(TASK GOAL): If a line in the entries below includes "scores", show that line.

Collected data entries

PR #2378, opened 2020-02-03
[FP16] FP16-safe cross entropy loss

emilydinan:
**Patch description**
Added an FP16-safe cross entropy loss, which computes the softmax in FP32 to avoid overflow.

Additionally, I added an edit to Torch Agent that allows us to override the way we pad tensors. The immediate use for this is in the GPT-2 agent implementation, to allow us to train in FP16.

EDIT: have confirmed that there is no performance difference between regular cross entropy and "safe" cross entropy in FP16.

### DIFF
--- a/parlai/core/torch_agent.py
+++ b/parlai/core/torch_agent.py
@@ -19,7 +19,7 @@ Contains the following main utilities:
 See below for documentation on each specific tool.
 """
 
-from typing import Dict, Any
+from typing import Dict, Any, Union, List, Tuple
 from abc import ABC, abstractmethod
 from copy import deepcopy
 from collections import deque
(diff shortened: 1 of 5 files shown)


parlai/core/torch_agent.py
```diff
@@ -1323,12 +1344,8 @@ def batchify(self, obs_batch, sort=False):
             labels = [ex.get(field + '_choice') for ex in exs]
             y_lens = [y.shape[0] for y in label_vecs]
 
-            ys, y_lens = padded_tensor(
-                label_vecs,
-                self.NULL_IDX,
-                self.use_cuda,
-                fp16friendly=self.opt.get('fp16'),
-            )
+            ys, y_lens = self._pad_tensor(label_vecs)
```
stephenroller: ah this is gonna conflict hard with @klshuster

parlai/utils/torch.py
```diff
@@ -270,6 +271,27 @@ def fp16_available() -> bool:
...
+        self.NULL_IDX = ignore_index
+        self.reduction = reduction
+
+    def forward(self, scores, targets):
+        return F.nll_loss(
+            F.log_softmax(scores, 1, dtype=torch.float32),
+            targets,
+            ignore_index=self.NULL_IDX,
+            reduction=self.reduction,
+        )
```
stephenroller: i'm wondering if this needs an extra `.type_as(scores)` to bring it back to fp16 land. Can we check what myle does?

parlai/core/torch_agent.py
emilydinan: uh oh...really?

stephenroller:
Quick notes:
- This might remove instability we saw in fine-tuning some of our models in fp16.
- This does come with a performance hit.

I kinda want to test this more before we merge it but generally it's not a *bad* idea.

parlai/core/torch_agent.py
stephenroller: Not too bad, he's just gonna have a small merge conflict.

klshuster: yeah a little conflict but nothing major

...

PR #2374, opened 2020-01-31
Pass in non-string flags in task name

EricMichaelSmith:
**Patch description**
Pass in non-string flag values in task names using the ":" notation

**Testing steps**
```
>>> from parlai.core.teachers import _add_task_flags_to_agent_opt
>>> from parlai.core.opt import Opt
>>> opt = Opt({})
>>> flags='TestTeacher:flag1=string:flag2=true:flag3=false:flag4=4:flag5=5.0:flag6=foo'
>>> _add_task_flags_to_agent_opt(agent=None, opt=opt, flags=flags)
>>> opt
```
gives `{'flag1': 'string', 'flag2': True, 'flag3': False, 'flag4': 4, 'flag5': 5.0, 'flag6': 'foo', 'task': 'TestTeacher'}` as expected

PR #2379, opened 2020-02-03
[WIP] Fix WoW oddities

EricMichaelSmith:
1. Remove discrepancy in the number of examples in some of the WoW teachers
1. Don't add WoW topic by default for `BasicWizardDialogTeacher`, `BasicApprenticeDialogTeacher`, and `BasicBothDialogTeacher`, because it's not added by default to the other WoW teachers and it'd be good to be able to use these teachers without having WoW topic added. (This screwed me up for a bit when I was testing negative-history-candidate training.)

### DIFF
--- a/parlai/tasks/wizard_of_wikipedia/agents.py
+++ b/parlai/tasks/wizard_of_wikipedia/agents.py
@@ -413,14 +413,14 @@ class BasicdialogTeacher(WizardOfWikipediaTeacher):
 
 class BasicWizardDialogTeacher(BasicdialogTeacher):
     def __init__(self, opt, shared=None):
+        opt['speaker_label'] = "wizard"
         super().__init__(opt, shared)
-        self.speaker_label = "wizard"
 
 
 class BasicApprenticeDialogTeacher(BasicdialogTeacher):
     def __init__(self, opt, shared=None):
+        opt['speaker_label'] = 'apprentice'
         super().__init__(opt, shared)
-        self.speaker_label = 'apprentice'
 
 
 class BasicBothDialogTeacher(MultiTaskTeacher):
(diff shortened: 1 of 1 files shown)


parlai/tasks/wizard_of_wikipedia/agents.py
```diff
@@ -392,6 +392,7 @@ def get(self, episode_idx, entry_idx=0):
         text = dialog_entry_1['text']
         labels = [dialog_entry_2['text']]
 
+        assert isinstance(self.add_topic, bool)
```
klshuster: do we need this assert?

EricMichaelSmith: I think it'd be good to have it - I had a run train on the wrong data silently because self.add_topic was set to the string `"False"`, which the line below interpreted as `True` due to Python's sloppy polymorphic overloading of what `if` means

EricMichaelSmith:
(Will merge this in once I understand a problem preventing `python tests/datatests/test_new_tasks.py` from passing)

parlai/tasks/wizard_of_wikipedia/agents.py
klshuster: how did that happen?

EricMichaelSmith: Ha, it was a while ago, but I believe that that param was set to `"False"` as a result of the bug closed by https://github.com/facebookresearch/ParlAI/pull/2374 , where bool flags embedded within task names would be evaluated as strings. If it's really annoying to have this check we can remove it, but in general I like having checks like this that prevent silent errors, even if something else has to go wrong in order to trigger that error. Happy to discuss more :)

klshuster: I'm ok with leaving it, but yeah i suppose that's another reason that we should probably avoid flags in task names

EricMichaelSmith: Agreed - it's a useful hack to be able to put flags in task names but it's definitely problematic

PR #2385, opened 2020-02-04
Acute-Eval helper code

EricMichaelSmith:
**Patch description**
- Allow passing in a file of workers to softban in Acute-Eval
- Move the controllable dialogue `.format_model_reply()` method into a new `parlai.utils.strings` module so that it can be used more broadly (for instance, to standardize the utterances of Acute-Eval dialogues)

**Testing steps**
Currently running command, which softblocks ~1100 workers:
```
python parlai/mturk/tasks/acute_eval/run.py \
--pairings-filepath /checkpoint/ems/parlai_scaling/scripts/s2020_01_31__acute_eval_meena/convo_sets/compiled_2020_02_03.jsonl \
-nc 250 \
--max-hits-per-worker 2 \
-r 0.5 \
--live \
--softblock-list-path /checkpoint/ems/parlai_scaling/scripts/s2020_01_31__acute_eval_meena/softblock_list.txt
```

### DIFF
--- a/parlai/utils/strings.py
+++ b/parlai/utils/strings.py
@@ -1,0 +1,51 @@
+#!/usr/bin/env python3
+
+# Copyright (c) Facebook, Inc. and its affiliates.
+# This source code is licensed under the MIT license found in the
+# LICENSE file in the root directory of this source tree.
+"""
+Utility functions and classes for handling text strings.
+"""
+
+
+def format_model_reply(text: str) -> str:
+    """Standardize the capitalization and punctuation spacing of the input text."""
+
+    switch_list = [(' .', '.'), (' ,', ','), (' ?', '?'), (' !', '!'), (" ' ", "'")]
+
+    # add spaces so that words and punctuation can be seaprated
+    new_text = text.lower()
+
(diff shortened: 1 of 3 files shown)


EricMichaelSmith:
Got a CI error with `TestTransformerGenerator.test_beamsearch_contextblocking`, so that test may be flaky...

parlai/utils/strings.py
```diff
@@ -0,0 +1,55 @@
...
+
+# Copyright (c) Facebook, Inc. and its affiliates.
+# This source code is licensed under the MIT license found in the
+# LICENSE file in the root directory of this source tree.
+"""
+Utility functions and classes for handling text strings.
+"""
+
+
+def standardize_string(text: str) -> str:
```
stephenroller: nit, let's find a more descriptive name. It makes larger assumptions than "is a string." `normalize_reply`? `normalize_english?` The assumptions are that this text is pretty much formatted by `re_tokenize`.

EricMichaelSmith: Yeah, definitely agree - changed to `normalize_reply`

* * *

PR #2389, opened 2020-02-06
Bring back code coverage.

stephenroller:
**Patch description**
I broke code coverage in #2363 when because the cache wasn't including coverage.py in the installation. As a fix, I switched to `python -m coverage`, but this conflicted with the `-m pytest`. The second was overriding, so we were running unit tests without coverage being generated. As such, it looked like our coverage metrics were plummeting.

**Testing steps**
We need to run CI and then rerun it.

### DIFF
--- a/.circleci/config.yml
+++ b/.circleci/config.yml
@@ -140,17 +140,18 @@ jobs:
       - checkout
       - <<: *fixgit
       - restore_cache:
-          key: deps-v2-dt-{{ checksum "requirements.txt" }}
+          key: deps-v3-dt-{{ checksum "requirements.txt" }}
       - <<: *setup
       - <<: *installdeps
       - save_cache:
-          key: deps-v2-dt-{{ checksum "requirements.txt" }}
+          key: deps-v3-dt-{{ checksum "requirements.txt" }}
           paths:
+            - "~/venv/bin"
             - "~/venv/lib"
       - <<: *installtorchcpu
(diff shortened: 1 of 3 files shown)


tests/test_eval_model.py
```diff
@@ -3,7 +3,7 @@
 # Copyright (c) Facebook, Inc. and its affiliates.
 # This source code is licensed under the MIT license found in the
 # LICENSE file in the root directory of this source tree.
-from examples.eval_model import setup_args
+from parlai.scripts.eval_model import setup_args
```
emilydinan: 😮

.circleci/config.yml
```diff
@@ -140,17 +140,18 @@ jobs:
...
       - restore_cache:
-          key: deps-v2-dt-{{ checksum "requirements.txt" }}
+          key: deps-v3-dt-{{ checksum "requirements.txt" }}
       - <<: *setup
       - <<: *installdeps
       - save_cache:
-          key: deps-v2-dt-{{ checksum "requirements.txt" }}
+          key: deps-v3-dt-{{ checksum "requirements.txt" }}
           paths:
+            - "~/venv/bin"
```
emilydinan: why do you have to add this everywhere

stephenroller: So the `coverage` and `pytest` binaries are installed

(OUTPUT FOR THIS EXERCISE):
+    def forward(self, scores, targets):
+            F.log_softmax(scores, 1, dtype=torch.float32),
stephenroller: i'm wondering if this needs an extra `.type_as(scores)` to bring it back to fp16 land. Can we check what myle does?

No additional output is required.